The Metric Tide: rethinking research on research
Today the HEFCE publishes a report called The Metric Tide – a review of the role of research-based metrics in research assessment and management. The review calls for more research on research. Liz Allen, Head of Evaluation at Wellcome – and one of the report's authors – explores what this means.
One of the big takeaways from the HEFCE review is that metrics cannot replace peer review in the next Research Excellence Framework (REF). The review sets out the perils and pitfalls of relying too heavily on the quantitative indicators (typically bibliometric data) that are currently at our disposal for assessing aspects of research quality. Refreshingly, the sector was on the whole not opposed to the idea of using more research-related data to support exercises like the REF, provided these can be sourced efficiently and at minimal burden to the research ecosystem.
The emerging research data infrastructure should help us on this journey. Interoperability across various platforms for research management, and for reporting outputs and grant awards – aided by initiatives like ORCID – will help to connect research-related data. I hope that we start to think more broadly and holistically about research-related data. This is particularly pertinent as we think about how to respond to another recommendation from the report that "Research funders need to increase investment in the science of science policy".
One of the interesting observations for me was how unscathed peer review was throughout our deliberations. While the 'flaws and limitations' of peer review are acknowledged, we were unable to articulate with any confidence their magnitude. The report's conclusions reflect the prevailing view that metrics shouldn't be used without peer review to assess research.
To date, mainly due to a lack of comprehensive data, exercises like the REF have examined research excellence and impact through a limited lens. The UK REF panels assessed research that had already been funded ('ex-post evaluation', to use the jargon), but no data was available on the process of selecting the research for funding. (This was likely to have been a form of peer review – a process which effectively filtered out alternate research proposals.)
We wouldn't judge the success (outcomes or impact) of a vaccine without systematically taking account of the inputs and context of its use. The characteristics of the patient, their condition, the dose, the doctor, and a plethora of other factors could all have an effect. Yet in research evaluation we have tended to focus on research outputs and impacts where there is some systematic data – namely scholarly output and numbers of doctoral awards – but we have largely ignored the inputs and broader context. Information on the latter, such as researcher demographics, career stage, or type of grant awarded, is less readily available for analysis. Perhaps most importantly, aspects of the grant selection process – and there could be lots of variables here – are also missing from the analysis.
A recent study of National Institute of Health grants found that (at least in terms of publication outputs) peer review, beyond screening out poor applications early in the funding process, was not a good predictor for which grants would be most 'successful'.

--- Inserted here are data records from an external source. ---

PR #176, opened 2016-12-15
add tests for comment stream for non-admins

riley:
## What does this PR do?

Exactly what it says on the tin.

## How do I test this PR?

- `npm test`

### DIFF
--- a/tests/routes/api/comments/index.js
+++ b/tests/routes/api/comments/index.js
@@ -92,7 +92,7 @@ describe('/api/v1/comments', () => {
         .then(res => {
           expect(res).to.have.status(200);
           expect(res.body.comments).to.have.length(2);
-          expect(res.body.comments[0]).to.have.property('author_id', '456');
+          expect(res.body.comments[1]).to.have.property('author_id', '456');
         });
     });
 
--- a/tests/routes/api/comments/index.js
+++ b/tests/routes/api/comments/index.js
@@ -92,7 +92,7 @@ describe('/api/v1/comments', () => {
         .then(res => {
           expect(res).to.have.status(200);
           expect(res.body.comments).to.have.length(2);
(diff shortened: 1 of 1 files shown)


tests/routes/api/comments/index.js
```diff
@@ -85,6 +85,29 @@ describe('/api/v1/comments', () => {
       ]);
     });
 
+    it('should return only the owner’s comments if the user is not an admin', () => {
+      return chai.request(app)
+        .get('/api/v1/comments?user_id=456')
+        .set(passport.inject({id: '456', roles: []}))
```
gabelula, line 91: You don't have to add the roles field if it is empty.

tests/routes/api/comments/index.js
```diff
@@ -85,6 +85,29 @@ describe('/api/v1/comments', () => {
...
+        .then(res => {
+          expect(res).to.have.status(200);
+          expect(res.body.comments).to.have.length(2);
+          expect(res.body.comments[0]).to.have.property('id', comments[1].id);
```
gabelula: Shouldn't be better to just check the user_id property and see that is the user 456 ?

gabelula (approved):
It looks good.

tests/routes/api/comments/index.js
```diff
@@ -92,7 +92,7 @@ describe('/api/v1/comments', () => {
         .then(res => {
           expect(res).to.have.status(200);
           expect(res.body.comments).to.have.length(2);
-          expect(res.body.comments[0]).to.have.property('id', comments[1].id);
+          expect(res.body.comments[0]).to.have.property('author_id', '456');
```
gabelula: Can we add 

expect(res.body.comments[1]).to.have.property('author_id', '456');

?

riley: yeah, that makes more sense

PR #180, opened 2016-12-16
Suspect wordlist

riley:
## What does this PR do?

This PR adds the ability to manage a "suspect words" list. Words that are not outright banned, but will be highlighted for the mods in the queue. Words can be managed in a tag manager style, and I've updated the Banned Words component as well. I added a bunch of words, so if @okbel or @gabelula could take a look at the coral-admin translations, I would appreciate it.

## How do I test this PR?

- `npm install`
- delete the settings in your db and restart the app `db.settings.remove({})` since the wordlist has changed its shape.
- go to the Configure Page > Banned & Suspect Words
- type some naughty words and hit Enter or Tab to add them
- make a list of `naughty, words, separated, by, commas` and paste it in. They should be automagically parsed.
- click Save
- go back to the Moderation Queue and view comments with those words. They should be highlighted in yellow.


client/coral-admin/src/actions/settings.js
```diff
@@ -21,10 +23,16 @@ export const fetchSettings = () => dispatch => {
     });
 };
 
+// for updating top-level settings
 export const updateSettings = settings => {
   return {type: SETTINGS_UPDATED, settings};
 };
 
+// this is a nested property, so it needs a special action.
+export const updateWordlist = (listName, list) => {
```
davidgljay, line 32: Should we make this more generic, something like `concatSettingsArray`? Also, why are banned and suspect wordlists in a nested object rather than being in the root of settings? (Since nested objects generally cause headaches.)

client/coral-admin/src/reducers/settings.js
```diff
@@ -28,6 +34,15 @@ const updateSettings = (state, action) => {
   return s.set('settings', settings);
 };
 
+const updateWordlist = (state, action) => {
+  const wordlist = state
+    .get('settings')
+    .get('wordlist')
+    .merge({[action.listName]: action.list});
+  const settings = state.get('settings').merge({wordlist});
+  return state.set('settings', settings);
```
davidgljay: For future reference you can use `setIn`, to avoid some of this nested multiline hairpulling.

davidgljay (commented):
One structural question, but no change requests.

models/setting.js
```diff
@@ -3,6 +3,13 @@ const Schema = mongoose.Schema;
 const _ = require('lodash');
 const cache = require('../services/cache');
 
+const WordlistSchema = new Schema({
```
davidgljay, line 6: Same comment as earlier, but why are these stored in a nested object?

client/coral-admin/src/reducers/settings.js
```diff
@@ -28,6 +34,15 @@ const updateSettings = (state, action) => {
   return s.set('settings', settings);
 };
 
+const updateWordlist = (state, action) => {
+  const wordlist = state
+    .get('settings')
+    .get('wordlist')
+    .merge({[action.listName]: action.list});
```
okbel: You can use setIn method here. This would be

```js
.setIn(['action', 'listname'], action.list)
```

okbel (changes requested):

client/coral-admin/src/actions/comments.js
```diff
@@ -1,10 +1,11 @@
 import coralApi from '../../../coral-framework/helpers/response';
-import * as commentActions from '../constants/comments';
+import * as commentTypes from '../constants/comments';
+import * as actionTypes from '../constants/actions';
 
 // Get comments to fill each of the three lists on the mod queue
 export const fetchModerationQueueComments = () => {
   return dispatch => {
-    dispatch({type: commentActions.COMMENTS_MODERATION_QUEUE_FETCH});
+    dispatch({type: commentTypes.COMMENTS_MODERATION_QUEUE_FETCH});
```
okbel: Add the `_REQUEST` post fix when you start a request

okbel (changes requested):

client/coral-admin/src/actions/settings.js
jde: Good question. @wyattjoh, what is the benefit of having the nested word lists that require custom code?

wyattjoh: The benefit here is grouping of concerns. This is the parallel of normalizing the database if we were using a SQL style database. By grouping like data together, we reduce duplication of namespaces and I think, aids in focusing the data models to their use cases and simplifying the API.

Imagine if we had a endpoint specifically for updating only the wordlist data, we could simple expose an `PUT /api/settings/wordlist` endpoint rather than having to rely on a `PATCH /api/settings`.

I understand that some additional code may be required on the front end in order to reduce the data to a form that is compatible with the front end data stores, but I don't think that it is unwarranted considering the vast implications that it leads to when we consider other nested objects, like `metadata`.

If we later decided to change our datastore to something like postgres, then would it not make sense to contain wordlist data in a table called `settings_wordlist`? Then the outgoing data would have to take the form of an embedded document to ensure Retrieve/Update consistency.

To me, it is essential to establish name-spacing with subdocuments.

RE: @jde, @davidgljay, @riley

riley: This makes sense, esp with the `metadata` stuff in the future. I'd just say let's keep it somewhat sane and not have stuff like:

```
settings = {
  top_level_prop: {
    sub_prop: [{ // array item that we have to update by index
      please_dont_do_this: String,
      for_the_love_of_all_that_is_holy: Number
   }]
  }
}
```

jde: Good thinking @wyattjoh. List here is basically a data type. I love the ability to create granular api controls around adding/removing/counting etc... 'words'. 

Also +1 to snake_case_novella_variable_names

okbel (approved):

PR #182, opened 2016-12-16
Admin asset list

davidgljay:
## What does this PR do?

Creates a list where admins can review assets with comment streams.

## How do I test this PR?

1. Create a few streams by visiting `http://localhost:300/assets/some-random-string`
2. Visit the admin panel.
3. Click "Streams" tab.
4. You should see a list of streams.
5. Sort, filter and search should work as expected.
6. Pagination should work as expected if more than 25 streams are present.

## Note
There is an unrelated bug causing publication dates to be incorrect.


riley:
If I close an article in the toggle thing, it doesn't flip over to show "closed" until I reload the page.

riley:
if I click Sort By any of the filters, the list disappears.

riley:
typing in the search box makes the articles disappear also

riley:
clicking Next on the pagination thing at the bottom takes me to the next page (I think?) and I can't get back to see the articles. I'd probably just disable Next if there is no next page

davidgljay:
Bug fixed and `Next` and `Prev` buttons removed.

client/coral-admin/src/containers/Streams/Streams.js
```diff
@@ -0,0 +1,182 @@
...
+      prevState.timer = setTimeout(() => {
+        fetchAssets(0, limit, this.state.search, this.state.sort, this.state.filter);
+      }, 350);
+      return prevState;
+    });
+  }
+
+  renderDate = (date) => {
+    const d = new Date(date);
+    return `${d.getMonth() + 1}/${d.getDate()}/${d.getFullYear()}`;
```
riley, line 54: is there any way to detect a non-english language and display the dates in non-american style?

client/coral-admin/src/containers/Streams/Streams.js
```diff
@@ -0,0 +1,182 @@
...
+  onSettingChange = (setting) => (e) => {
+    let options = this.state;
+    this.setState({[setting]: e.target.value});
+    options[setting] = e.target.value;
+    this.props.fetchAssets(0, limit, options.search, options.sort, options.filter);
+  }
+
+  onSearchChange = (e) => {
+    this.setState({search: e.target.value});
+    this.setState((prevState) => {
```
riley, line 41: is there anyway to combine these two `this.setState` statements?

client/coral-admin/src/containers/Streams/Streams.js
```diff
@@ -0,0 +1,182 @@
...
+    this.setState({page});
+    const {search, sort, filter} = this.state;
+    this.props.fetchAssets((page - 1) * limit, limit, search, sort, filter);
+  }
+
+  render () {
+    const {search, sort, filter} = this.state;
+    const {assets} = this.props;
+
+    console.log(assets);
```
riley: remove this log

riley (changes requested):
looking great, everything works. just a couple of optimizations if possible

client/coral-admin/src/containers/Streams/Streams.js
gabelula: In that case date format needs to be saved as part of the Settings.

davidgljay: I thought about this, but it seemed out of scope for this story. It involves an unrelated setting and associated UI.

davidgljay:
Recommended updates implemented.

riley (approved):
awesome! 💯

PR #184, opened 2016-12-16
Add flag option

davidgljay:
## What does this PR do?

Adds an option to explain a flag (Pivotal story https://www.pivotaltracker.com/n/projects/1863625/stories/135985387)

## How do I test this PR?

1. Report a comment.
2. Click any reason for the report.
3. You should see a text field asking you to provide an optional reason for the flag.
4. Enter a reason.
5. This reason should be sent to the server and stored in the database.


models/action.js
```diff
@@ -15,6 +15,7 @@ const ActionSchema = new Schema({
   user_id: String,
   field: String, // Used when an action references a particular field of an object. (e.g. a flag on a username or bio)
   detail: String, // Describes the reason for an action (e.g. 'Username is offensive')
+  description: String, // Describes the reason for the action in more detail (e.g. A description of why the comment is offensive.)
```
wyattjoh: It would make more sense to me to use words like:

```
field -> metadata.field // Describes the field for which the action is related to.
detail -> metadata.reason // Describes the reason that the action was taken (if any)
description -> metadata.comment // Describes with more words why the action was taken in the user's own words
```

Essentially moving these pieces into a new `metadata` field.

wyattjoh (changes requested):

models/action.js
gabelula: Can we use metadata.notes or metadata.details instead of metadata.comment ? It seems more appropiate not to use the word 'comment' in this context.

davidgljay:
Agreed that comment could be confusing as it has another meaning in the
system.

models/action.js
gabelula: And not sure if 'field' should be part of the metadata field or not. It is related to the item that is being flagged.

wyattjoh: To me, `comment` is what a user would add versus what a machine would add. Action's aren't only used for flags, hence why `field` should be moved into the `metadata` field as it doesn't make sense for actions like `liking`.

wyattjoh: Additionally, `details` tells me nothing about what that field contains or who made it. `comment` is clear as it's the "comment" related to the flagging action.

davidgljay: I wouldn't agree that thatxs clear. 'comment' seems like it should reference an item of type comment stored elsewhere in the system. It would be clearer to use a different word.

wyattjoh: Then possibly a `message` field? My point is to try to distinguish this field from a system set field.

davidgljay: `message` works for me.

jde: +1 on making field optional (as many actions will be on items themselves) and putting all optional fields into the `metadata` object.

jde: Also, +1 to using `metadata.notes` instead of `metadata.comment`. Using comment here is likely to confuse devs thinking that comment may refer to a comment's id or something.

`notes` is a good generic name for fields populated by user input to embellish something else.

wyattjoh (approved):

riley:
works for me! great work.

PR #188, opened 2016-12-19
E2e tests

okbel:
# E2E tests
This PR adds coverage for the following **tests**:

* **Commenter**
	* Login
	- Post a comment 
	* Likes a comment
	* Flag a comment
	* Flag a username
	* Gets Permalink
	* Visits Permalink

- **Moderator** 
	* Login 	
	
- **Admin** 
	* Login
	- Approve Comment
	- Reject Comment	
	* Ban User
	
- **Visitor**
	* Tries to like a comment
	* Tries to flag a comment 
	- Tries to flag a username	
	* Signs up
	
_Note: The `pree2e`  script will create 3 users: a Commenter, a Moderator, and an Admin_

## Getting Started 
We are using **Nightwatch** and **Selenium**. In order to run e2e tests you will need Java.

### Selenium Server Setup

Selenium Server is a Java application which Nightwatch uses to connect to the various browsers.

You will need to have the Java Development Kit (JDK) installed. [Java SE Development Kit 8 - Downloads](http://www.oracle.com/technetwork/java/javase/downloads/jdk8-downloads-2133151.html)

The minimum required version is 7.You can check this by running  `java -version`

### Folder Structure

```js
e2e/
  ├── pages
  |   ├── adminPage.js
  |   └── embedStreamPage.js
  ├── reports
  ├── tests
  |   ├── Admin
  |   ├── Commenter
  |   ├── Moderator
  |   └── Visitor

```

#### Pages
Here we will have all the selectors and commands for a Page

#### Reports
The folder that Nightwatch will use after running the tests

#### Tests
Within `tests` folder we have 4 Folders and a couple of files.
`Admin`, `Commenter`, `Moderator`, `Visitor`  contains all the group tests based on the user role and their actions.

This can be really useful for running group tests.

##  Run the tests

Run e2e tests
```bash
npm run e2e
```
	

### Adding an Integration Environment

```js
{
...
  “test_settings” : {
    “default” : {
      “launch_url” : “http://localhost”,
      “globals” : {
        “myGlobalVar” : “some value”,
        “otherGlobal” : “some other value”
      }
    },
    “integration” : {
      “launch_url” : “http://staging.host”,
      “globals” : {
        “myGlobalVar” : “other value”
      }
    }
  }
}
```
Running an integration environment 

```bash
nightwatch —env integration
```

Running an integration environment with npm scripts

```bash
npm run e2e -- —env integration
```

### Chrome Options
[List of Chromium Command Line Switches «  Peter Beverloo](http://peter.sh/experiments/chromium-command-line-switches/) 

## Tags
You'll notice that each test file starts with tags. This is useful to selectively target tests to run.

_i.e nightwatch --tag login will only run login tests tagged with login_
```js
export default {
  '@tags': ['login'],
  'Test': browser => {
    [...]
  }
}
```

Source: http://nightwatchjs.org/guide#test-tags	

	
### Notes

- We are not using mocks or models for e2e tests.
- Theres no need to do this in a test db because we can run `--env integration` in our CI enviroment and this will not get pushed to production. This can be tested in isolation.
- Yarn is very good and super quick

## Bugs and Concerns
- Pre-Moderation got disabled at some point
- Flagging a username is returning a 404 (Test failed but I removed the last confirmation until we fix that)
- I post a comment with premod disabled. I toggle it back on and the comment disappears. Is that expected?
- Sometimes comment list in the admin side doesn’t show anything. Maybe some async condition taking longer
	

@coralproject/frontend


.eslintrc.json
```diff
@@ -4,6 +4,16 @@
...
+    "ecmaFeatures": {
+      "sourceType": "module"
+    },
+    "parserOptions": {
+      "sourceType": "module",
+      "ecmaFeatures": {
+        "jsx": true,
+        "experimentalObjectRestSpread": true
+      }
+    },
```
wyattjoh: This is the wrong place to have these options. The root of the project is the `node` specific `.eslintrc.json` file while the files in `/client`, `/tests`, and `/tests/client` have their specific overrides. This applies the module syntax across the entire node codebase.

package.json
```diff
@@ -11,8 +11,8 @@
     "lint-fix": "./node_modules/.bin/eslint bin/* . --fix",
     "test": "NODE_ENV=test ./node_modules/.bin/mocha --compilers js:babel-core/register tests/helpers/*.js --require ignore-styles --recursive tests",
     "test-watch": "NODE_ENV=test ./node_modules/.bin/mocha --compilers js:babel-core/register --recursive -w tests",
-    "pree2e": "NODE_ENV=test ./scripts/pree2e.sh",
-    "e2e": "NODE_ENV=test ./node_modules/.bin/nightwatch",
+    "pree2e": "scripts/pree2e.sh",
```
wyattjoh: The application (the `npm start`) must be started with the test environment otherwise the environment variables will not be set.

package.json
```diff
@@ -11,8 +11,8 @@
...
+    "e2e": "NODE_ENV=test nightwatch",
```
wyattjoh, line 15: Is there a reason that we are preferring the global versus the local installation of nightwatch?

scripts/pree2e.sh
```diff
@@ -1,7 +1,13 @@
 #!/bin/bash
 
 # install selenium
-../node_modules/selenium-standalone/bin/selenium-standalone install
+selenium-standalone install
 
-# start the app server
-npm start &
+# Creating Admin Test User
+{ echo admin@test.com; echo test; echo test; echo Admin Test User; echo admin;} | dotenv ./bin/cli-users create
```
wyattjoh, line 7: This isn't maintainable like this. We'll be adding the setup screen soon which will provide a GUI for creating the first admin user. This is too fragile.

tests/e2e/tests/01_EmbedStreamTest.js
```diff
@@ -0,0 +1,44 @@
+export default {
```
wyattjoh: We shouldn't be mixing the import styles on FE JS and BE JS. I'd prefer to use the `module.exports = ` syntax here.

wyattjoh (changes requested):

package.json
okbel: Within the script task local wins. This will look for nightwatch within the local node_modules, and after that goes to global. So there's no need to keep using `./node_modules/` prefix

scripts/pree2e.sh
okbel: Agreed. But this is the only way to set a role for now. When we have that GUI we can make the refactor.

tests/e2e/tests/01_EmbedStreamTest.js
okbel: We are using `export default` everywhere within the `client` folder

.eslintrc.json
okbel: This is legacy code. This can be deleted.

wyattjoh: This code says: "the entire project should use ecma modules", but we don't. We only use the module import syntax inside the `client` + `tests/client` directories. Therefore it should be able to get removed.

tests/e2e/tests/01_EmbedStreamTest.js
wyattjoh: And we are using `module.exports = ` everywhere in the server side code, hence it would make sense to me to stay consistent rather than mixing import syntaxes.

package.json
okbel: 👍  perfect. Updated!

wyattjoh (approved):

PR #192, opened 2016-12-20
Making font sizes relative

davidgljay:
## What does this PR do?

Makes font sizes relative. This is good practice, and will make it easier to customize font sizes in the future.

## How do I test this PR?

1. Font sizes should appear normal.


riley (approved):
lgtm 👍

PR #195, opened 2016-12-21
Added `NPM_CONFIG_PRODUCTION: false` for heroku deploys

wyattjoh:
## What does this PR do?

Disabled production only dep installs for Heroku.


jde:
Closing without merging as per @wyattjoh.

There are many interpretations and implications of this conclusion. You might even ask whether beyond an initial (peer) screening to remove 'non-fundable' applications, funders could do just as well to randomly select from those that remain. This would certainly reduce the cost and burden on the whole research ecosystem, but it’s not a solution for the faint-hearted. It does, however, raise some interesting questions, especially in times of squeezed budgets and falling grant award rates.
- Do our research funding processes leave a lot of potentially great work unfunded?
- Are we good at selecting the types of research most likely to deliver the kinds of outcomes we desire?
Without knowing more about the funding process, exercises like the REF are, in part, effectively validating research funding decisions that have already been made, and made in a peer review system where there is little in the way of systematic data or metrics.
A further challenge for research impact evaluation is that self-selection and reporting can paint a skewed image. A REF submission typically involves research institutions showcasing their best in class. The process doesn't make it easy for incremental research, research that didn't discover anything major, didn't work, or perhaps, wasn't thought 'impactful' enough to be submitted as a case study or get much air time – but that doesn't mean the funding was wasted.
The cost of national research exercises is great and comes in many forms, including monetary, administrative burden, and emotional energy for all involved. The impact element of the 2014 Research Excellence Framework alone is estimated to have cost institutions around £55m, which is almost as much as the entire 2008 Research Assessment Exercise (RAE), even when accounting for inflation.
The call for more 'science of science' is therefore exciting and timely – how might we make funding science more scientific? The question presents an opportunity for sector-wide engagement and collaboration to bring insight and efficiencies to how we fund research, what we should value in different contexts, and what does and doesn't work.
I hope we extend our thinking beyond current efforts to refine the 'indicators' we use to assess research outputs and impact once a funding decision is made. We need to open up the funding process to greater scrutiny and consider how innovation in the funding space, alongside new and evolving metrics, can be used to best develop, support and fund a thriving research base in the UK.